What is being asked:
Give back an exact copy of the lines in the records below, from the line that has "- proxy_next_upstream: Now" through the line that has "Also changes the", and nothing besides.

Data records:
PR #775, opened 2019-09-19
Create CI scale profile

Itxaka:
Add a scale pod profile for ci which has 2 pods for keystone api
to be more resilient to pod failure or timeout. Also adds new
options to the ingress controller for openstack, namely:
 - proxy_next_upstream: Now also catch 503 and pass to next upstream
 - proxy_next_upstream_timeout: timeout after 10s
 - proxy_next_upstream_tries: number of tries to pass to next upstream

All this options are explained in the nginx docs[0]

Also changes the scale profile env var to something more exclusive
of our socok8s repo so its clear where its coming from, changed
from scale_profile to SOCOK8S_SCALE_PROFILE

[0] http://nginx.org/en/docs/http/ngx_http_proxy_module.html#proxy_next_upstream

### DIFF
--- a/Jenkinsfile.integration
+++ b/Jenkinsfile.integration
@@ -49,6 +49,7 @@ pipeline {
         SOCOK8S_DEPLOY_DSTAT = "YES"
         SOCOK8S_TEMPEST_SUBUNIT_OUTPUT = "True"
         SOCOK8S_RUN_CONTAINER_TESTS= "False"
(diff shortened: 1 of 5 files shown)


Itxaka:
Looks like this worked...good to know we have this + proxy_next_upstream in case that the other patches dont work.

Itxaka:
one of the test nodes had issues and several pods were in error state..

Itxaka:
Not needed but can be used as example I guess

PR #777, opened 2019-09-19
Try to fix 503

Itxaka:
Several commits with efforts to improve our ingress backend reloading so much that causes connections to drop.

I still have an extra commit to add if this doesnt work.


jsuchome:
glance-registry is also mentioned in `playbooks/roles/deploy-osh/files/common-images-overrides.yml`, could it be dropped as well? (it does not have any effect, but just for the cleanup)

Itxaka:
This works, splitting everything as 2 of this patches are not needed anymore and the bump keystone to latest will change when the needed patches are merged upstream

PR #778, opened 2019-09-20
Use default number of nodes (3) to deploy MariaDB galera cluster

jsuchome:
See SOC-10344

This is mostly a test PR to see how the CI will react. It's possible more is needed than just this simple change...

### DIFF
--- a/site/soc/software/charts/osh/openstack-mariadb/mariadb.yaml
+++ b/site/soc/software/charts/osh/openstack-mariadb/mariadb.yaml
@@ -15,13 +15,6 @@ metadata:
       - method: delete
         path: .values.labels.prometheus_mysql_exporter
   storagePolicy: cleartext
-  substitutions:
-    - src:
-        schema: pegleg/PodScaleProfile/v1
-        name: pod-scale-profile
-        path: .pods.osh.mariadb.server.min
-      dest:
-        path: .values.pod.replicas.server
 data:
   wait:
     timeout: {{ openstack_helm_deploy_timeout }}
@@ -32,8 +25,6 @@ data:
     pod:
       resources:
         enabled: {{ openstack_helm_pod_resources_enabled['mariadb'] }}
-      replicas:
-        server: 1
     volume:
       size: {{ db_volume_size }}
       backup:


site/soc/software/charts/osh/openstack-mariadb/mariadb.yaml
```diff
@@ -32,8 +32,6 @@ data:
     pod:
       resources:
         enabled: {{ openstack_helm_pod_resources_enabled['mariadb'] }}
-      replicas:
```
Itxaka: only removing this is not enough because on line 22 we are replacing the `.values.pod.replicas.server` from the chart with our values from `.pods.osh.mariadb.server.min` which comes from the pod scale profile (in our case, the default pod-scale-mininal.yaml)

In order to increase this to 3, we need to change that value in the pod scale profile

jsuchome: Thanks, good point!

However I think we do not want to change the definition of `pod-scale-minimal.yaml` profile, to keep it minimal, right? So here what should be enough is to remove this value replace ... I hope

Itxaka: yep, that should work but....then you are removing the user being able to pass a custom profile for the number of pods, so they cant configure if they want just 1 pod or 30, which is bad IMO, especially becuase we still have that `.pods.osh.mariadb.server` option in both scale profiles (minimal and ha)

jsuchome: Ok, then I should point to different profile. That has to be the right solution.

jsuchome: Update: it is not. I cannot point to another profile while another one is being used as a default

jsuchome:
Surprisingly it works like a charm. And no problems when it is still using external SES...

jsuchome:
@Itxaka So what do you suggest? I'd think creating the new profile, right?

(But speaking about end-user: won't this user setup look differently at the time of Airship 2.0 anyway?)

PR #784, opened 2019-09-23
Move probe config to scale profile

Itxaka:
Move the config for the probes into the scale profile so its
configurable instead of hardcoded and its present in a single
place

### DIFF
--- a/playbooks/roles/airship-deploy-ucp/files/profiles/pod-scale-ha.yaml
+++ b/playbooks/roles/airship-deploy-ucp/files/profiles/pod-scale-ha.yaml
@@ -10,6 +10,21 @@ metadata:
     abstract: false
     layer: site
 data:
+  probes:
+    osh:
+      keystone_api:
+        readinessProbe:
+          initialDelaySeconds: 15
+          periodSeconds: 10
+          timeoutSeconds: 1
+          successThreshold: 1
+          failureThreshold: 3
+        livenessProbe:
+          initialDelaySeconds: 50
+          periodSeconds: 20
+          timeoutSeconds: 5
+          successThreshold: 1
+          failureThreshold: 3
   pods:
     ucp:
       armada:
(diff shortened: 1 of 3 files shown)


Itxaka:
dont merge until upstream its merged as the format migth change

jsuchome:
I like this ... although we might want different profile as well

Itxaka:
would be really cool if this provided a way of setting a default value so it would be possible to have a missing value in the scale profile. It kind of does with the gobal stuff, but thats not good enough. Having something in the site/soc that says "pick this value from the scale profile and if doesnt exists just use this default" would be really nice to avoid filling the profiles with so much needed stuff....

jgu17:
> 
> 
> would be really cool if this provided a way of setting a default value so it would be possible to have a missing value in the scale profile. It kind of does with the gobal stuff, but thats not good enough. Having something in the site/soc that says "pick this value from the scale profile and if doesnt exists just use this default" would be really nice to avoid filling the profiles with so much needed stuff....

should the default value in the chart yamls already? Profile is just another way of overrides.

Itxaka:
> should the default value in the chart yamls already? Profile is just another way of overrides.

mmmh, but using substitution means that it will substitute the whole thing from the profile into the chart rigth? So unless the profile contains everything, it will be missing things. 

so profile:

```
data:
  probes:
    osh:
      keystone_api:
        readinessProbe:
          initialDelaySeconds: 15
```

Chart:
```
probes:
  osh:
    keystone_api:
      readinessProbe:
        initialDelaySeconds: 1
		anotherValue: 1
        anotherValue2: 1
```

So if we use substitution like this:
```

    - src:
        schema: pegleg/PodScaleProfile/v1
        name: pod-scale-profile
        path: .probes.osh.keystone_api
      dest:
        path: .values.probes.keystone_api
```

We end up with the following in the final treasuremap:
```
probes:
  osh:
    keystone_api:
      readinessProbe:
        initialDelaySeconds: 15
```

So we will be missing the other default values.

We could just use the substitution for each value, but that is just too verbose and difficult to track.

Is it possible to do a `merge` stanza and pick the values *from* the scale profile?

Your response:
 - proxy_next_upstream: Now also catch 503 and pass to next upstream
 - proxy_next_upstream_timeout: timeout after 10s
 - proxy_next_upstream_tries: number of tries to pass to next upstream

All this options are explained in the nginx docs[0]

Also changes the scale profile env var to something more exclusive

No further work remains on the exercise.